> _Exercise brief_
In the entries that follow, find each line with the word "attempt" and copy it.

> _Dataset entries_

PR #624, opened 2025-11-05
Add tests and fixes for heap_free edge cases

rmn30:
heap_free and heap_claim: test, document and fix some edge cases.
  
  1) Use the capability base to look up the chunk to heap_free instead
  of the address. This guarantees the address is within the bounds of
  the original allocation, unlike the address. Same goes for heap_claim.
  
  2) Test that an attempt to free with a 'one-past-the-end' zero length
  capability fails.
  
  3) Test that an attempt to free fails if the bounds are not the full
  allocation.
  
  4) Test that it's OK to free a pointer to the interior of an
  allocation if it still has the full bounds.
  
  5) Don't allow claim or free of sealed capabilities: there's no reason
  to claim a sealed capability and for free the correct API is to use
  token_obj_destroy with the correct sealing key. Add the necessary
  checks and tests for this. Note that freeing fails for a different reason when
  using the unsealed handle to a sealed token: the unsealed handle does
  not encompass the whole allocation (including header) so the free
  fails with a different error code. Note that taking a claim to a
  suballocation and subsequently releasing it using heap_free is allowed.

### DIFF
--- a/sdk/core/allocator/main.cc
+++ b/sdk/core/allocator/main.cc
@@ -831,14 +831,22 @@ namespace
 			                                heapCapability);
 			return -EPERM;
 		}
+		// Validate the pointer. We do not permit freeing sealed pointers.
 		Capability<void> mem{rawPointer};
-		if (!mem.is_valid())
+		if (!mem.is_valid() || mem.is_sealed())
 		{
 			return -EINVAL;
 		}
 		check_gm();
-		// Find the chunk that corresponds to this allocation.
-		auto *chunk = gm->allocation_start(mem.address());
+		/*
+		 * Find the chunk that corresponds to this allocation.  We use the base
+		 * as it cannot be further than one-past-the-end (because CHERI bounds
+		 * are monotone non-increasing). For us, one-past-the-end is the next
+		 * chunk's header which will have the revocation bit set meaning
+		 * allocation_start would return null. Note: `rawPointer`'s address is
+		 * not used at all!
+		 */
+		auto *chunk = gm->allocation_start(mem.base());
 		if (!chunk)
 		{
 			return -EINVAL;
@@ -943,12 +951,17 @@ __cheriot_minimum_stack(0x1c0) ssize_t
 		Debug::log<DebugLevel::Warning>("Invalid heap cap");
 		return -EPERM;
 	}
-	if (!Capability{pointer}.is_valid())
+	Capability p{pointer};
+	if (!p.is_valid() || p.is_sealed())
 	{
 		Debug::log<DebugLevel::Warning>("Invalid claimed cap");
 		return -EINVAL;
 	}
-	auto *chunk = gm->allocation_start(Capability{pointer}.address());
+	/*
+	 * As with heap_free we use the base to lookup the chunk (see comments in
+	 * heap_free_internal).
+	 */
+	auto *chunk = gm->allocation_start(p.base());
 	if (chunk == nullptr)
 	{
 		Debug::log<DebugLevel::Warning>("chunk not found");
--- a/sdk/include/stdlib.h
+++ b/sdk/include/stdlib.h
@@ -221,9 +221,12 @@ void *__cheri_compartment("allocator")
                       uint32_t flags      __if_cxx(= AllocateWaitAny));
 
 /**
- * Add a claim to an allocation.  The object will be counted against the quota
- * provided by the first argument until a corresponding call to `heap_free`.
- * Note that this can be used with interior pointers.
+ * Add a claim to an allocation.  As with `heap_free` the *base* of the
+ * capability is used to find the allocation, not the address.
+ *
+ * The object will be counted against the quota provided by the first argument
+ * until a corresponding call to `heap_free`. Note that this can be used with
+ * interior pointers.
  *
  * This will return the size of the allocation claimed on success (which may be
  * larger than the size requested in the original `heap_allocate` call; see its
@@ -233,8 +236,8 @@ void *__cheri_compartment("allocator")
  * quota is too small to accomodate the claim, and `-EINVAL` if `pointer` is not
  * a valid pointer into a live heap allocation.
  *
- * Similarly to `heap_allocate`, `-ENOTENOUGHSTACK` may be returned if the
- * stack is insufficiently large to run the function. See `heap_allocate`.
+ * Similarly to `heap_allocate`, `-ENOTENOUGHSTACK` may be returned if the stack
+ * is insufficiently large to run the function. See `heap_allocate`.
  */
 ssize_t __cheri_compartment("allocator")
   heap_claim(AllocatorCapability heapCapability, void *pointer);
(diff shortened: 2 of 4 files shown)


tests/allocator-test.cc
```diff
@@ -977,6 +977,22 @@ namespace
...
 
+		// It should not be possible to free sealed capabilities
+		TEST_EQUAL(heap_can_free(SECOND_HEAP, sealedPointer),
+		           -EINVAL,
+		           "heap_can_free should return error for sealed capability");
+		TEST_EQUAL(heap_free(SECOND_HEAP, sealedPointer),
+		           -EINVAL,
+		           "heap_free should return error for sealed capability");
+		// It should not be possible to free unsealed capabilities to sealed
+		// tokens (because the address doesn't include the header)
```
nwf: "the header" is maybe a bit too succinct, since there are several headers involved in allocation.  "the TokenObjectType header" perhaps?

nwf (approved):
One nit but LGTM

sdk/include/stdlib.h
```diff
@@ -272,11 +272,17 @@ heap_claim_fast(Timeout         *timeout,
 }
 
 /**
- * Free a heap allocation.
+ * Free a heap allocation or release a claim made by `heap_claim`.
```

> _Written response_
  2) Test that an attempt to free with a 'one-past-the-end' zero length
  3) Test that an attempt to free fails if the bounds are not the full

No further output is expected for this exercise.